Friday, February 13, 2009

Steve King uses his 11th grade term paper to make economic argument



Addressing one of the critical economic issues of the last century U.S. Rep. Steve King, R-Kiron, mines a rich scholarly document: his own 11th grade term paper.

In a Des Moines Register guest column published Thursday the Kiron congressman makes the case that FDR's "New Deal" didn't work -- that it in effect made the economy worse. King sees the emerging federal stimulus plan in the same light.

The first reference King cites is a term paper he did a a junior at Denison High School. He actually leads with it in the editorial -- as if it has unimpeachable veracity.

Here is King in The Register:

As a junior at Denison High School, I wrote a term paper on President Franklin D. Roosevelt and the New Deal. I began working on the paper with the intention of confirming what I had been taught in school - that FDR's government recovery programs brought America out of the Great Depression.

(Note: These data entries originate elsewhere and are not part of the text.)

PR #524, opened 2017-08-23
Treat admin token users like regular users, require URL

austinzheng:
Changes:
- Admin token users are now treated like regular users: they can be persisted in the metadata Realm, logged out and back in, etc
- Added a flag when configuring file system to allow admin token users to opt out of being persisted (they also will not show up in `allSessions` or `currentSession` if so)
- Admin token users now require a URL to initialize
- Updated tests

Shouldn't be merged in until Sync 2 is ready to ship.


austinzheng:
We can't do this for the ROS 2.0 timeframe, so I'm closing it. We can revisit in the future.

I started my research believing in the success of Roosevelt's economic-recovery programs. To support this claim, I spent hours at the Carnegie Library in Denison reading past editions of the local, biweekly newspaper.

My reading began with the 1929 stock-market crash, and I examined every issue through the attack on Pearl Harbor in December 1941. Those stacks of old papers turned upside down everything I had been taught in history and government class about the New Deal. As I searched for information proving the New Deal stabilized the American economy, I instead found the exact opposite: high unemployment, a struggling stock market and continued hard times.


If Congressman King is going to reference a high school term paper he should make it available to his constituents.

I am waiting for the PDF of it -- complete with what we must presume to be an "A" in red marker on the front page -- to pop up on his Web site. Since King is referencing it in public debate one would assume the good congressman has the original document from which the nation could surely benefit.